● EXERCISE GOAL: Exactly the lines from the opening of the data through the line containing "used by search." should be reproduced, please, with nothing added.

● Saved data entries:

PR #66, opened 2022-10-14
Fixes date-time format, and adds decode_datetime

nevans:
Fixes date-time format, and adds decode_datetime.

Also:
* adds "date" gem as a dependency
* adds Date handling to `send_data`.  This will be used by search.
* reduce duplication by using encode_datetime in send_time_data.

I don't know if anyone is actually *using* Net::IMAP.format_datetime. *If* they are, then fixing the bug will not be backwards compatible. Since "encode" and "decode" are a natural pair (and we already had "encode_utf7"), I added new methods with those names and added deprecation warnings to the old methods.

### DIFF
--- a/lib/net/imap/command_data.rb
+++ b/lib/net/imap/command_data.rb
@@ -1,5 +1,7 @@
 # frozen_string_literal: true
 
+require "date"
+
 require_relative "errors"
 
 module Net
@@ -21,7 +23,7 @@ module Net
             validate_data(i)
           end
         end
-      when Time
+      when Time, Date, DateTime
       when Symbol
       else
         data.validate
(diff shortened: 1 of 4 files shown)


nevans:
@hsbt @shugo My primary concern here is adding the "date" gem as a dependency.  I think it's the right thing to do.  It's been a default gem since 2.5 and is still compatible down to 2.4.  So there really shouldn't be any problems with it.

_...but..._

maybe there is?

nevans:
Looking at https://rubygems.org/gems/date/reverse_dependencies, it looks like there aren't any very large/popular gems with a dependency on `date`.  This would pull `date` into the `rails` dependency network.  I'm of the opinion that explicit stdlib gem dependencies are good, but they come with "growing pains" that we eventually need to just push through and fix.

@hsbt, @shugo, what do you think?

shugo (approved):
It's OK to add date.gem as a dependency.

mperham:
There is a major issue with `date`: it requires native compilation. My server does not have a compiler installed for security reasons and I cannot install the latest version of `net-imap` now.

I install Ruby from distro packages and then a set of pure Ruby gems but net-imap is no longer pure. ☹️

PR #67, opened 2022-10-14
Fixes "bundle exec rake" clash with test/unit

nevans:
When multiple versions of "test/unit" are installed, the Gemfile.lock can be out of sync with "test/unit" version selected without bundler. When that happens, "bundle exec rake" fails, even when "rake" passes.

This can generally be fixed by simply running "bundle update" so the lockfile has the latest version, too.  And the lockfile is gitignored so this doesn't affect CI.  But, the error can be confusing and waste time.

### DIFF
--- a/Rakefile
+++ b/Rakefile
@@ -3,7 +3,7 @@ require "rake/testtask"
 
 Rake::TestTask.new(:test) do |t|
   t.libs << "test/lib"
-  t.ruby_opts << "-rhelper"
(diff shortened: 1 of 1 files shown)


nevans:
@hsbt I would have put `require "bundler/setup"` into `test/lib/helper.rb`, but I thought it was synchronized with `rake sync_tool`.  But I see now that `rake sync_tool` doesn't touch that file.

PR #68, opened 2022-10-14
Use ruby2_keywords for authenticator forwarding

nevans:
Without this, authenticators need to accept keywords for compatibility with older ruby versions.  Ruby 2.6 will send an empty hash for `**properties`, and that can crash (or be interpreted as an optional argument) if the authenticator doesn't accept keyword arguments.

Actually... is that a bad thing?  Maybe the error will motivate people to upgrade to ruby 2.7+ or contribute their custom authenticators to net-imap? 😉

It's easy to stay compatible with `ruby2_keywords`, so let's do that.

### DIFF
--- a/lib/net/imap.rb
+++ b/lib/net/imap.rb
@@ -15,6 +15,7 @@
 
 require "socket"
 require "monitor"
+require "ruby2_keywords"
 require 'net/protocol'
 begin
   require "openssl"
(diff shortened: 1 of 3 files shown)


shugo:
I'd like to drop Ruby 2.6 support instead,  because it's EOL.
What do you think?

nevans:
> I'd like to drop Ruby 2.6 support instead, because it's EOL. What do you think?

I think I'm going to add some pattern matching to my parser comparisons and benchmarks right away.  And... how do you feel about numbered parameters? 😉

More seriously, I wouldn't want to drop support unless there is a motivating feature or incompatibility.  But that is exactly what this ticket is. 🙂  Let's bump the minor version when we drop support.

As someone who maintains a few old apps that aren't always upgraded before the ruby EOL, I have appreciated when libraries give me an extra few months before they drop support.

But it has been a few months already now, the kwparam situation makes supporting everything before 2.7 more annoying than usual, and the new features from 2.7 and 3.0 are *very* enticing to me.  Also, I want to experiment with both Fiber.scheduler and Ractor support (to replace the receiver thread).  If we had something ready by then, I'd be very happy to drop 2.7 support as soon as April or May.

shugo:
@nevans 
I don't want to drop old Ruby versions support as long as the code as-is works.
However, I don't want to add code for EOL versions of Ruby.

It's OK for me to drop Ruby 2.7 support after it will reach EOL.

PR #70, opened 2022-11-21
Nodocs and remove warning

nevans:
I propose that:
* We should deprecate `client_thread`.  This PR only marks it with `:nodoc:`.
* We should ark `RESPONSE_ERRORS` with `:nodoc:`.  We don't need to break it if people are using it, but it's an internal implementation detail, in my opinion.
* Don't need to document the `openssl extensions must be installed` scenario.  We can still try to _support_ that use-case, but "openssl" has been a default gem for a long time.

  Although some installations may still disable it, this is very rare and not important enough to document here any more.  Looking at `net-http` and `net-smtp`, neither of them still document the scenario where "openssl" is missing.  Although it carefully avoids an implicit dependency, "net-http" doesn't try to catch any LoadError when an SSL connection is explicitly used.

### DIFF
--- a/lib/net/imap.rb
+++ b/lib/net/imap.rb
@@ -1269,9 +1269,7 @@ module Net
     #
     # port::  Port number (default value is 143 for imap, or 993 for imaps)
     # ssl::   If +options[:ssl]+ is true, then an attempt will be made
-    #         to use SSL (now TLS) to connect to the server.  For this to work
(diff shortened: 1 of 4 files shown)


nevans:
@shugo: the reference to `nevans/rdoc` has been removed from this PR.

shugo (approved):
It looks fine!

PR #73, opened 2022-11-21
🐛 Fix mailbox attrs

nevans:
I don't think many people *use* the Mailbox Attr and flags constants, but I had incorrectly capitalized some of them, so they didn't all work anyway.  I intend to submit a future PR that *does* use these constants for some simple predicate methods, and that requires fixing them first.

Additionally, the first commit 66240008d (shared with several other PRs) fixes a long-outstanding issue with RDoc: section comments aren't rendered.  I don't think that the way that I've fixed it here is ultimately the Right Way to fix it, but I want to push our updated documentation to https://ruby.github.io/net-imap, and my patched `rdoc` will work very well for that.

Once my rdoc fork was able to render the section comments, I made some significant formatting changes so it all reads much more nicely now.


shugo (commented):
It looks fine except "nevans/rdoc" dependency.

nevans:
@shugo Thanks for catching my `nevans/rdoc`.  I've pushed this branch without that dependency and I'll update the other branches too.

PR #76, opened 2022-11-21
ResponseParser docs

nevans:
There's no reason not to include at least very basic user-visible docs for ResponseParser.  I've been using Net::IMAP::ResponseParser (both separate from and combined with the rest of the Net::IMAP client, both my forked version and the upstream version) for over a decade. 😄

Also, I want to consider adding some parser options, e.g. "#{provider} quirks mode" vs "strict mode" vs "support experimental draft rfc", and it would make the most sense to document options those here.

### DIFF
--- a/lib/net/imap/response_parser.rb
+++ b/lib/net/imap/response_parser.rb
@@ -5,7 +5,9 @@ require_relative "errors"
 module Net
   class IMAP < Protocol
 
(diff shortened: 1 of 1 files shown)


nevans:
@shugo: the reference to `nevans/rdoc` has been removed from this PR.

shugo (approved):
It looks fine!

PR #87, opened 2022-12-13
✅ Fix CI by pinning psych; Fixes #86

### LINKED ISSUE #86: Build broken by missing libyaml-dev
Psych doesn't vendor libyaml anymore, so the system needs the header files in order to install it.

See also:
* https://github.com/ruby/psych/issues/597
* https://github.com/ruby/setup-ruby/issues/409
* https://github.com/actions/runner-images/issues/6725

I'm hoping it's fixed in runner-images, because the conversation on `setup-ruby` was reluctant to fix it there.  IMO, setup-ruby should come with everything needed to install any standard gem without installing extra OS packages.

But, just to make the build work, we can probably pin to an older version of `psych` (temporarily).

nevans:
This is only needed temporarily, until actions/runner-images#6740 rolls out.

We *could* remove "rdoc" and use the system gem, but the "rake rdoc" customizations were written for 6.5.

● RESULT OF THIS EXERCISE:
PR #66, opened 2022-10-14
Fixes date-time format, and adds decode_datetime

nevans:
Fixes date-time format, and adds decode_datetime.

Also:
* adds "date" gem as a dependency
* adds Date handling to `send_data`.  This will be used by search.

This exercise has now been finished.